The embassy attacks came after Iran’s parliament voted Sunday to expel the British ambassador and downgrade relations with London after it imposed sanctions on Iran’s central bank last week. Yesterday, Iran’s Guardian Council took unusually swift action to approve the legislation, which called for the British ambassador to be expelled within two weeks.

Both of these actions were green lights for the embassy attacks, which were conducted by young Iranians, some of whom clutched pictures of Ayatollah Khamenei, Iran’s supreme leader. Others carried placards with a picture of Revolutionary Guards Quds Force Commander Qassem Suleimani.

 

Britain’s relations with Iran have been repeatedly marred by Iranian threats and confrontational tactics since Iran’s 1979 revolution. In 1989, Iran broke off relations with Britain after Ayatollah Ruhollah Khomeini issued an edict calling for the murder of British-Indian author Salman Rushdie for writing a book that Khomeini deemed to be blasphemous.
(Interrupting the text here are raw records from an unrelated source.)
PR #215, opened 2021-06-16
Move bytes.buffer to []byte for set and message

zyiou:
This PR is about modifying `bytes.Buffer` struct to `[]byte` for set and message. It also optimizes the way of encoding record, set and message to reduce memory allocs.
Before
```
BenchmarkExportConntrackConns-2   	     154	   9073336 ns/op	  378045 B/op	   15034 allocs/op
BenchmarkExportDenyConns-2   	     252	   5222296 ns/op	  231724 B/op	    9411 allocs/op
```
After
```
BenchmarkExportConntrackConns-2   	     168	   7869668 ns/op	  297198 B/op	    5651 allocs/op
BenchmarkExportDenyConns-2   	     259	   5044816 ns/op	  183199 B/op	    3385 allocs/op
```
For conntrack connections exporting, CPU time gets reduced by 13.27%, memory usage reduced by 21.39%, allocs reduced by 62.41%. 
For deny connections exporting, CPU time gets reduced by 3.40%, memory usage reduced by 20.94%, allocs reduced by 64.03%


zyiou:
I tried this change with Flow Exporter performance benchmarking but unfortunately, didn't see any improvement. Wondering whether we need to keep this PR or close it. Pros I can think of keeping is that it makes encoding of record, set, message consistent with []byte. @srikartati Please also have a try on your side for us to decide. Thanks!

pkg/exporter/process.go
```diff
@@ -248,7 +243,7 @@ func (ep *ExportingProcess) createAndSendMsg(set entities.Set) (int, error) {
 
 	// Append the byte slices together to send on the exporter connection rather
 	// than copying the set buffer to message buffer again.
-	bytesSlice := append(msg.GetMsgBuffer().Bytes(), set.GetBuffer().Bytes()...)
+	bytesSlice := append(msg.GetMsgBuffer(), set.GetBuffer()...)
```
srikartati, line 246: could you try the following instead of append? Clearly the premise in the comment is wrong :)
https://github.com/golang/go/wiki/SliceTricks#copy

pkg/exporter/process.go
```diff
@@ -215,15 +215,10 @@ func (ep *ExportingProcess) NewTemplateID() uint16 {
 func (ep *ExportingProcess) createAndSendMsg(set entities.Set) (int, error) {
 	// Create a new message and use it to send the set.
 	msg := entities.NewMessage(false)
```
srikartati, line 217: Since we have the set, we know the memory size that needs to be allocated right? Can't we use that here?

srikartati (commented):
Thanks for making this change. Couple of comments.
I will try this patch on my perf test too.

pkg/exporter/process.go
zyiou: Sure. Updated.

pkg/exporter/process.go
zyiou: Found that we don't actually append set buffer into message, so the message size is fixed (header length). When sending message, we just combine message header and set buffer. So we don't need to consider message buffer pre-alloc here.

srikartati: Sounds good. Did you see better performance?

zyiou: Sadly no :(

srikartati:
Here is the comparison in my runs:
Before fix:
```
vagrant@k8s-node-worker-1:~/antrea/pkg/flowaggregator$ go test -test.v -run=none -test.benchmem  -bench=. -count=2 -memprofile memprofile.out -cpuprofile profile.out 
goos: linux
goarch: amd64
pkg: antrea.io/antrea/pkg/flowaggregator
BenchmarkIntraNodeFlowRecords
    flowaggregator_perf_test.go:458: Num messages received: 1550264
BenchmarkIntraNodeFlowRecords-2   	       1	120004095225 ns/op	8876354472 B/op	332625061 allocs/op
PASS
```

After fix:
```
vagrant@k8s-node-worker-1:~/antrea/pkg/flowaggregator$ go test -test.v -run=none -test.benchmem  -bench=. -memprofile memprofile.out -cpuprofile profile.out 
goos: linux
goarch: amd64
pkg: antrea.io/antrea/pkg/flowaggregator
BenchmarkIntraNodeFlowRecords
    flowaggregator_perf_test.go:479: Num messages received: 1536208
BenchmarkIntraNodeFlowRecords-2   	       1	120002065282 ns/op	9408062880 B/op	340186942 allocs/op
PASS
ok  	antrea.io/antrea/pkg/flowaggregator	120.304s
```

There is no real improvement. 
As mentioned offline, there are different entities (record, set, message) and we are allocating memory for bytes at each entity. We should think of a way to read the memory at each entity rather than writing them again and again.
We should look at chaining readers like [here](https://medium.com/learning-the-go-programming-language/streaming-io-in-go-d93507931185)?

pkg/entities/set.go
```diff
@@ -127,13 +136,7 @@ func (s *set) AddRecord(elements []*InfoElementWithValue, templateID uint16) err
...
 	if !s.isDecoding {
 		recordBytes := record.GetBuffer()
-		bytesWritten, err := s.buffer.Write(recordBytes)
-		if err != nil {
-			return fmt.Errorf("error in writing the buffer to set: %v", err)
-		}
-		if bytesWritten != len(recordBytes) {
-			return fmt.Errorf("bytes written length is not expected")
-		}
+		s.buffer = append(s.buffer, recordBytes...)
```
srikartati, line 139: could we avoid this append(write)?

srikartati (commented):
I like the approach of maintaining all element lengths and then encoding. The encoding function can be futrther enhanced by taking the allocated bytes and filling them. We can reduce the allocations in the encoding function. What do you think?

zyiou:
> I like the approach of maintaining all element lengths and then encoding. The encoding function can be futrther enhanced by taking the allocated bytes and filling them. We can reduce the allocations in the encoding function. What do you think?

Yes, but we will need to keep element list instead which is not necessary for encoding. Tested with latest change with pre-allocation for set and record. But the result seems not improving:
Before:
```
BenchmarkPoll-2  	  112	  9965818 ns/op	 902472 B/op	  54534 allocs/op
BenchmarkExportConntrackConns-2  106	  9684719 ns/op	 685126 B/op	  15782 allocs/op
BenchmarkExportDenyConns-2  	  247	  5021390 ns/op	 215250 B/op	  6539 allocs/op

```
After
```
BenchmarkPoll-2  	  127	  8602612 ns/op	 887633 B/op	  54184 allocs/op
BenchmarkExportConntrackConns-2  123	  8935159 ns/op	 679445 B/op	  18822 allocs/op
BenchmarkExportDenyConns-2  	  204	  4964911 ns/op	 304444 B/op	  10967 allocs/op
```

srikartati:
> Yes, but we will need to keep element list instead which is not necessary for encoding. Tested with latest change with pre-allocation for set and record. But the result seems not improving:
> Before:
> 
> ```
> BenchmarkPoll-2  	  112	  9965818 ns/op	 902472 B/op	  54534 allocs/op
> BenchmarkExportConntrackConns-2  106	  9684719 ns/op	 685126 B/op	  15782 allocs/op
> BenchmarkExportDenyConns-2  	  247	  5021390 ns/op	 215250 B/op	  6539 allocs/op
> ```
> 
> After
> 
> ```
> BenchmarkPoll-2  	  127	  8602612 ns/op	 887633 B/op	  54184 allocs/op
> BenchmarkExportConntrackConns-2  123	  8935159 ns/op	 679445 B/op	  18822 allocs/op
> BenchmarkExportDenyConns-2  	  204	  4964911 ns/op	 304444 B/op	  10967 allocs/op
> ```

CPU time seems to be better even though allocations have gone up.
I looked at the change. We are still writing to a slice at all entities: record, set and message. Once we write to bytes as part of encoding.. could we just read them in other entities. Can this alternative work?

zyiou:
> CPU time seems to be better even though allocations have gone up.
> I looked at the change. We are still writing to a slice at all entities: record, set and message. Once we write to bytes as part of encoding.. could we just read them in other entities. Can this alternative work?

Yes, thanks for the suggestion. I removed the write to set (record and message will need the write for storing record and send message respectively) and saw some improvement in CPU and memory:
Before
```
BenchmarkExportConntrackConns-2   	     154	   9073336 ns/op	  378045 B/op	   15034 allocs/op
BenchmarkExportDenyConns-2   	     252	   5222296 ns/op	  231724 B/op	    9411 allocs/op
```
After
```
BenchmarkExportConntrackConns-2   	     187	   8077640 ns/op	  317389 B/op	   12054 allocs/op
BenchmarkExportDenyConns-2   	     301	   4548239 ns/op	  188549 B/op	    7381 allocs/op
```

srikartati:
> Yes, thanks for the suggestion. I removed the write to set (record and message will need the write for storing record and send message respectively) and saw some improvement in CPU and memory:
> Before
> 
> ```
> BenchmarkExportConntrackConns-2   	     154	   9073336 ns/op	  378045 B/op	   15034 allocs/op
> BenchmarkExportDenyConns-2   	     252	   5222296 ns/op	  231724 B/op	    9411 allocs/op
> ```
> 
> After
> 
> ```
> BenchmarkExportConntrackConns-2   	     187	   8077640 ns/op	  317389 B/op	   12054 allocs/op
> BenchmarkExportDenyConns-2   	     301	   4548239 ns/op	  188549 B/op	    7381 allocs/op
> ```

Good improvement!
One more thing with `EncodeToIEDataType`. We are allocating bytes two times. Once for the record and doing it again inside `EncodeToIEDataType`. Could we send the pointer of allocated memory and fill it inside the Encode function?

zyiou:
> One more thing with `EncodeToIEDataType`. We are allocating bytes two times. Once for the record and doing it again inside `EncodeToIEDataType`. Could we send the pointer of allocated memory and fill it inside the Encode function?

Sure. After sending allocated memory to encoding function, alloc gets great improvement :)
Before
```
BenchmarkExportConntrackConns-2   	     187	   8077640 ns/op	  317389 B/op	   12054 allocs/op
BenchmarkExportDenyConns-2   	     301	   4548239 ns/op	  188549 B/op	    7381 allocs/op
```
After
```
BenchmarkExportConntrackConns-2   	     168	   7869668 ns/op	  297198 B/op	    5651 allocs/op
BenchmarkExportDenyConns-2   	     259	   5044816 ns/op	  183199 B/op	    3385 allocs/op
```

pkg/entities/record.go
```diff
@@ -121,6 +116,27 @@ func (d *dataRecord) PrepareRecord() error {
...
 }
 
+func (d *dataRecord) GetBuffer() []byte {
+	if len(d.buffer) == d.len || d.isDecoding {
+		return d.buffer
+	}
+	d.buffer = make([]byte, d.len)
+	index := 0
+	for _, element := range d.orderedElementList {
+		len := GetInfoElementLen(element)
```
srikartati, line 126: can this length be store in the element first time instead of calling `GetInfoElementLen` again?

pkg/entities/ie.go
```diff
@@ -388,3 +388,158 @@ func EncodeToIEDataType(dataType IEDataType, val interface{}) ([]byte, error) {
 	}
 	return nil, fmt.Errorf("API supports only valid information elements with datatypes given in RFC7011")
 }
+
+// EncodeToBuff is to encode data to specific type to the buff
+func EncodeToBuff(dataType IEDataType, val interface{}, buffer []byte, index int) error {
```
srikartati, line 393: This is good. Just worried about the scenario if the buffer does not have enough length, where it will cause panic. Maybe have a check before calling this function?

srikartati (commented):
The new results are great!

pkg/entities/record.go
zyiou: Yes. Updated.

pkg/entities/ie.go
zyiou: Makes sense. Added the check and make this method private since it will not be used elsewhere

srikartati (approved):
Thanks for making changes.
LGTM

Diplomatic relations were restored in 1990 and upgraded to ambassadorial level in 1999. In March 2007, Iranian Revolutionary Guards seized 15 British sailors and marines while they were patrolling the poorly marked Iran–Iraq maritime border and held them for 13 days.

Iran’s thuggish regime again is hiding behind “student demonstrators” as it did during the 1979 seizure of the U.S. embassy, when it took hostage American diplomats, holding 52 of them for 444 days. This time, the goals of the embassy attack are to punish Britain, deter other countries from following its lead to impose more sanctions on Iran, and attempt to rekindle the flagging revolutionary spirit of Iranians, who increasingly are fed up with the dangerous and bankrupt policies of the oppressive regime.

International tensions have been rising over Iran’s prohibited nuclear weapons program and its support for terrorism. On Saturday, two Revolutionary Guard generals issued separate threats against Israel and Turkey, warning that if Israel launched a preventive strike against Iran’s nuclear program, Tehran would target Israel’s nuclear facilities and also target NATO missile defense facilities that Turkey agreed in September to host in its territory.

Earlier this month, a mysterious explosion destroyed an Iranian military base, killing a general in the Revolutionary Guards who was the “chief architect” of Iran’s ballistic missile program.

Iran’s Revolutionary Guards also may be behind today’s launching of a rocket attack across the Lebanese–Israeli border, where its Hezbollah allies have clashed repeatedly with Israel.

Clearly, Iran’s Islamist dictatorship is becoming increasingly threatening to a wide range of other countries, including the United States, where it was caught red-handed in October, plotting to assassinate the Saudi ambassador to the United States in his favorite Washington restaurant, which could have also killed many Americans. What has been the Obama Administration’s reaction to all of this? We still await a concrete response.